Previous drilling at Wyacca in the north of Taruga’s Mt Craig tenement block intercepted 5m going at 2.4 per cent copper from 17m, including 1m grading 9.5 per cent from 18m and 11m at 1.5 per cent from 85m including 4m grading 2.7 per cent copper from 85m.

Taruga has follow-up diamond drilling planned for Wyacca.

The company’s CEO Thomas Line recently said the 45sq.km Morgan’s Creek area had historical copper workings nestled amongst volcanic and carbonate breccias.
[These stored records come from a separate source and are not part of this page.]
PR #594, opened 2022-05-19
[JEP-230] Proactively block `instance-identity` 3.1

jglick:
Want to be able to release https://github.com/jenkinsci/instance-identity-plugin/pull/22 without it appearing on the UC, at least for now.

(I am not sure I have permission to release by the way? Says `@core` but I am not sure if I am in that group or not. How would I check? Recently I have been using JEP-229 exclusively for releases, which I _could_ do here but it would be tricky since I need to predict the version number in advance.)

@timja

### DIFF
--- a/resources/artifact-ignores.properties
+++ b/resources/artifact-ignores.properties
@@ -524,9 +524,10 @@ kubesphere-extension-0.2.0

Sampling highlighted “high-order copper-soils anomalies … coincident with mapped structures which cross-cut the dominant Worrumba Anticline”.

The anticline feature spans the entire 34km of strike at Mt Craig.

That’s also the distance between the Wyacca high-grade copper find and Morgan’s Creek to the south.

Taruga’s ground is in South Australia iron-oxide, copper and gold, or “IOCG” elephant country – the G2 structural corridor in the Adelaide Geosyncline hosting more than 800 historical copper mines or workings and a bunch of polymetallic mines operated since the 1840s.

The modern IOCG mine showcase features BHP’s monster Olympic Dam copper-gold-uranium-silver operation and other giants such as OZ Minerals’ Carrapateena and Prominent Hill.

Copper-gold associations are common within the Adelaide Geosyncline, Taruga management notes, yet many of the old copper mining ventures did not recognise the presence of gold.

Also striking is the relatively limited exploration and development that has gone on in the region over more than a century – notwithstanding the signature discoveries that have stamped the Gawler Craton as a world-class mineral province – due to its extensive bedrock cover and remoteness.

Taruga, which had more than $4 million in the bank at the end of March this year, is well-funded to pursue aggressive exploration on the back of significant copper-gold results reported to date from Wyacca, Birthday Gift and Morgan’s Creek.

The regional discovery almanac might show that company-making discoveries are rare. However, Coda Minerals’ recent Elizabeth Creek IOCG discovery between Carrapateena and BHP’s exciting Oak Dam West find and Coda’s subsequent 400 per cent share price spike underscore the prize in front of Taruga.